Copy each line of the listing that includes "nanoTime".
[Start of Attachment]
PR #25322, opened 2026-03-14
[improve][pip] PIP-461: Add queued latency metrics for offloader executors

BewareMyPower:
### Motivation

The default read threads for tiered storage is 2, when there are many concurrent read operations, many will be queued for long but there is no metric for it, so it's hard to tune the threads.

- [ ] The public API
- [ ] The schema
- [ ] The threading model
- [ ] The binary protocol
- [ ] The REST endpoints
- [ ] The admin CLI options
- [x] The metrics

### Documentation

- [x] `doc` 
- [ ] `doc-required` 
- [ ] `doc-not-needed` 
- [ ] `doc-complete` 

PR in forked repository:

### DIFF
--- a/pip/pip-461.md
+++ b/pip/pip-461.md
@@ -227,5 +227,5 @@ queueing problem exists today.
 
 ## Links
 
-* Mailing List discussion thread:
+* Mailing List discussion thread: https://lists.apache.org/thread/l3hyysy61yxwj3rcszqtghtf2y49kdpm
 * Mailing List voting thread:


pip/pip-461.md
```diff
@@ -0,0 +1,231 @@
...
+
+1. capture `System.nanoTime()` at submission time
+2. when the wrapped task begins execution, compute `System.nanoTime() - enqueueTime`
+3. record the value into the corresponding offloader queue metric
+4. run the original task body
+
+The helper is used in these paths:
+
+- `BlobStoreManagedLedgerOffloader.offload(...)`
+- `BlobStoreManagedLedgerOffloader.streamingOffload(...)`
```
shibd, line 100: Maybe we can leave `streamingOffload()` out of scope for now, since this path does not seem to be wired into the current production offload flow yet. If you would still like to include it here, could we also note that there is an intentional delayed resubmission in `BlobStoreManagedLedgerOffloader.streamingOffloadLoop()` and subtract that delay from the queue-latency metric?

```java
scheduler.chooseThread(segmentInfo)
        .schedule(() -> {
            streamingOffloadLoop(partId, dataObjectLength);
        }, 100, TimeUnit.MILLISECONDS);
```

Otherwise the metric may end up including this built-in 100ms delay, instead of only the actual executor queue time.

pip/pip-461.md
```diff
@@ -0,0 +1,231 @@
...
+     executor queue before starting execution
+   - Attributes:
+     - `namespace`
+     - `topic` when topic-level offloader metrics are enabled
+   - Unit: microseconds
+
+2. `brk_ledgeroffloader_read_offload_executor_queue_latency`
+   - Description: Time that a blocking tiered-storage read task spends waiting in the offloader read executor queue
+     before starting execution
+   - Attributes:
```
shibd, line 145: Maybe it could be helpful to add one more attribute here, something like `operation` (or `caller`). These executors seem to handle more than just one kind of work, so separating values such as `offload`, `delete`, `open`, `read`, and `close` might make the queue-latency metrics easier to interpret in practice. For example, it would be easier to tell whether the latency is coming from read traffic itself or from extra work scheduled on the same executor.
[End of Attachment]
**Answer box**:
+1. capture `System.nanoTime()` at submission time
+2. when the wrapped task begins execution, compute `System.nanoTime() - enqueueTime`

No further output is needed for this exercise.